Records contained in a dataset:
____________

PR #539, opened 2025-10-22
Highlight matching patterns in search results

### LINKED ISSUE #360: [Feature]: Add highlighting to search results

#37

When the user either searches for a paper inside the project papers view or in the reading list, there is no highlighting which parts of the title, etc. are matched.

The parts, that are matched by the fuzzy-search should be highlighted, so the user understands, why this search result is at the top, etc.

_No response_

### Anything else?

_No response_

domienderle:
Closes #360 

## What I have made

Implemented the highlighting of search results on the reading list page. 

## Checklist

### Author

  - ~[ ] unit tests~ not necessary
  - ~[ ] integration tests~ not necessary
  - [x] end-to-end tests

### Reviewer

### DIFF
--- a/package-lock.json
+++ b/package-lock.json
@@ -37,6 +37,8 @@
                 "fetch-cookie": "^3.1.0",
                 "fzf": "^0.5.2",
                 "globals": "^16.5.0",
+                "highlight-words": "2.0.0",
+                "globals": "^16.5.0",
                 "jsdom": "^26.1.0",
                 "license-checker": "^25.0.1",
                 "lucide-svelte": "^0.544.0",
@@ -5611,6 +5613,17 @@
             },
             "engines": {
                 "node": ">= 0.4"
+            }
+        },
+        "node_modules/highlight-words": {
+            "version": "2.0.0",
+            "resolved": "https://registry.npmjs.org/highlight-words/-/highlight-words-2.0.0.tgz",
+            "integrity": "sha512-If5n+IhSBRXTScE7wl16VPmd+44Vy7kof24EdqhjsZsDuHikpv1OCagVcJFpB4fS4UPUniedlWqrjIO8vWOsIQ==",
+            "dev": true,
+            "license": "MIT",
+            "engines": {
+                "node": ">= 20",
+                "npm": ">= 9"
             }
         },
         "node_modules/hosted-git-info": {
--- a/package-lock.json
+++ b/package-lock.json
@@ -38,7 +38,6 @@
                 "fzf": "^0.5.2",
                 "globals": "^16.5.0",
                 "highlight-words": "2.0.0",
-                "globals": "^16.5.0",
                 "jsdom": "^26.1.0",
                 "license-checker": "^25.0.1",
                 "lucide-svelte": "^0.544.0",
--- a/package-lock.json
+++ b/package-lock.json
@@ -37,7 +37,7 @@
                 "fetch-cookie": "^3.1.0",
                 "fzf": "^0.5.2",
                 "globals": "^16.5.0",
-                "highlight-words": "2.0.0",
+                "highlight-words": "^2.0.0",
                 "jsdom": "^26.1.0",
                 "license-checker": "^25.0.1",
                 "lucide-svelte": "^0.544.0",
--- a/src/app.css
+++ b/src/app.css
@@ -225,3 +225,9 @@
         @apply text-primary text-lg font-semibold tracking-normal;
     }
 }
+
+.highlight {
+    border-radius: 2px;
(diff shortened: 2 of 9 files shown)


package-lock.json
```diff
@@ -37,6 +37,8 @@
                 "fetch-cookie": "^3.1.0",
                 "fzf": "^0.5.2",
                 "globals": "^16.5.0",
+                "highlight-words": "2.0.0",
+                "globals": "^16.5.0",
```
Slartibartfass2:
```suggestion
                "globals": "^16.5.0",
                "highlight-words": "2.0.0",
```
globals is duplicated here. Just run `npm i` to fix it.

src/lib/components/composites/paper-components/PaperInfo.svelte
```diff
@@ -34,11 +37,25 @@ for a project paper, the local / relative project paper id.
...
         <div class="text-hint flex flex-row items-center truncate">
             {#if paper.authors.length > 0}
-                <span class="place-content-start truncate">{getNames(paper.authors)}</span>
+                {#each highlightWords( { text: getNames(paper.authors), query: safeSearchQuery, matchExactly: false }, ) as chunk (chunk.key)}
+                    {#if chunk.match}
+                        <span class="highlight">{chunk.text}</span>
+                    {:else}
+                        {chunk.text}
+                    {/if}
+                {/each}
```
Slartibartfass2: This still has to be in the span like before.
```suggestion
                <span class="place-content-start truncate">
                    {#each highlightWords( { text: getNames(paper.authors), query: safeSearchQuery, matchExactly: false }, ) as chunk (chunk.key)}
                        {#if chunk.match}
                            <span class="highlight">{chunk.text}</span>
                        {:else}
                            {chunk.text}
                        {/if}
                    {/each}
                </span>
```

src/routes/readinglist/+page.svelte
```diff
@@ -7,14 +7,33 @@
...
+            callDebounced(
+                () =>
+                    goto(`?${searchParameters.toString()}`, {
+                        replaceState: true,
+                        keepFocus: true,
+                    }),
+                250,
+            );
+        }
+    });
```
Slartibartfass2, line 29: What is the purpose of this effect?

src/app.css
```diff
@@ -225,3 +225,9 @@
         @apply text-primary text-lg font-semibold tracking-normal;
     }
 }
+
+.highlight {
+    border-radius: 2px;
+    background-color: yellow;
+    color: black;
+}
```
Slartibartfass2: Use Tailwind syntax for this:
```suggestion
@utility highlight {
    @apply text-black bg-amber-300;
}
```
I omitted the border radius in this example and used amber instead of yellow because I thought it was more comfortable to read than just bright yellow.

Slartibartfass2 (changes requested):
Great work. I really like this feature. There are some minor questions/changes left open.

Edit: You can also rebase right away. There's a minor conflict, which should be no problem.

src/lib/components/composites/paper-components/PaperInfo.svelte
domienderle: Good catch.

src/routes/readinglist/+page.svelte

____________

### About this task
Check every line of the data above for the string "safeSearchQuery", and copy those that have it.

### Reply
+                {#each highlightWords( { text: getNames(paper.authors), query: safeSearchQuery, matchExactly: false }, ) as chunk (chunk.key)}
                    {#each highlightWords( { text: getNames(paper.authors), query: safeSearchQuery, matchExactly: false }, ) as chunk (chunk.key)}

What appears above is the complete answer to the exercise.